Dimples owner Darrell Cox said an officer monitoring outside will be a great help for him.

“We just need someone to watch the outside, because I got the inside under control,” he said. “Cars are broken into, litter is thrown around and bad things happen outside, and with an officer in uniform on duty that will help stop a lot of that.”

Alderman James “Ricky” Gray applauded the efforts of the association for their work coming up with solutions, but said he is still worried about two main problems with the Natchez bar scene — weapons and underage drinking.

Curtis said to deter the weapons problems some bars will check for weapons on people before they enter, using metal detectors and searches of purses and bags.

Anyone who does not agree to the search can be banned from entering the club, Curtis said.

Underage drinking at bars is being controlled by wristbands or hand stamps that show whether or not a person is of legal age to drink, and Cox said bar owners are very diligent in making sure no one under age is allowed to drink.

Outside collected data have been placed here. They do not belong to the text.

PR #407, opened 2017-03-21
Tweaks to the table layout in the combos.

jjeffryes:
I found a bug where a long tag in the variant can break the layout. This patch adds a wrapper class to be used when a select2 tag input is used in a flex container, which will prevent it from growing beyond the size of the container.

This also has a few small tweaks to the combo table that will even out the columns a bit.

**Long tag before:**
image

**Long tag after:**
image

**Tweaked combo table:**
image

### DIFF
--- a/js/templates/modals/editListing/variant.html
+++ b/js/templates/modals/editListing/variant.html
@@ -1,20 +1,22 @@
-<div class="col6 simpleFlexCol">
+<div class="col6">
   <% if (ob.errors['name']) print(ob.formErrorTmpl({ errors: ob.errors['name'] })) %>
   <input type="text" class="clrBr clrP clrSh2 variantNameInput js-variantNameInput" name="name" value="<%= ob.name %>" placeholder="<%= ob.polyT('editListing.variants.titlePlaceholder') %>" maxlength="<%= ob.max.nameLength %>">
 </div>
-<div class="col6 simpleFlexCol">
+<div class="col6">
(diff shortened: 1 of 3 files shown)


styles/modules/modals/_editListing.scss
```diff
@@ -261,13 +261,17 @@
             border-style: solid;
             padding: $pad;
             word-break: break-word;
-            min-width: 90px;
+           // min-width: 90px;
```
rmisio: Can we please keep the min-width? It allows the table to get a horizontal scrollbar when it has a lot of content. Otherwise things get very squished:

image

js/templates/modals/editListing/variant.html
```diff
@@ -1,20 +1,22 @@
-<div class="col6 simpleFlexCol">
```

“We tell them you can come in, but you can’t have fun,” he said. “Anyone underage who drinks or anyone who buys a drink for someone underage will both be kicked out of the bar.”

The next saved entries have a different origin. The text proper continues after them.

PR #415, opened 2017-03-22
Cleaned up typography in chat

morebrownies:
Cleaned up the typography, borders and spacing a bit. Also removed the "bookmark" button from the address bar since we're no longer supporting that functionality.


jjeffryes:
This looks good.

PR #416, opened 2017-03-24
Clean up

morebrownies:
**Changes**
- Changed the discover icon from the "eye" to the OpenBazaar tent
- Cleaned up some copy
- Cleaned up styling in chat

I didn't end up making changes to variants. I tried, but couldn't get them working. I will log a few issues that we can clean up later (after 2.0 release)


jjeffryes:
This looks good. @rmisio if you sign off as well we can merge it in.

Curtis said the bar owners association also wants to help keep the city clean.

“Each bar is responsible for cleaning up around their establishment after closing,” Curtis said. “We don’t want our neighbors trash all over our streets.”

Alderwoman Joyce Arceneaux-Mathis said she was pleased with the association’s focus on safety.

“Safety is the most important part of the whole thing,” she said. “People are going to be able to come into the city, have a good time and not have to worry.”

Mathis also said she was impressed with the way everyone came together to help make Natchez a safer place.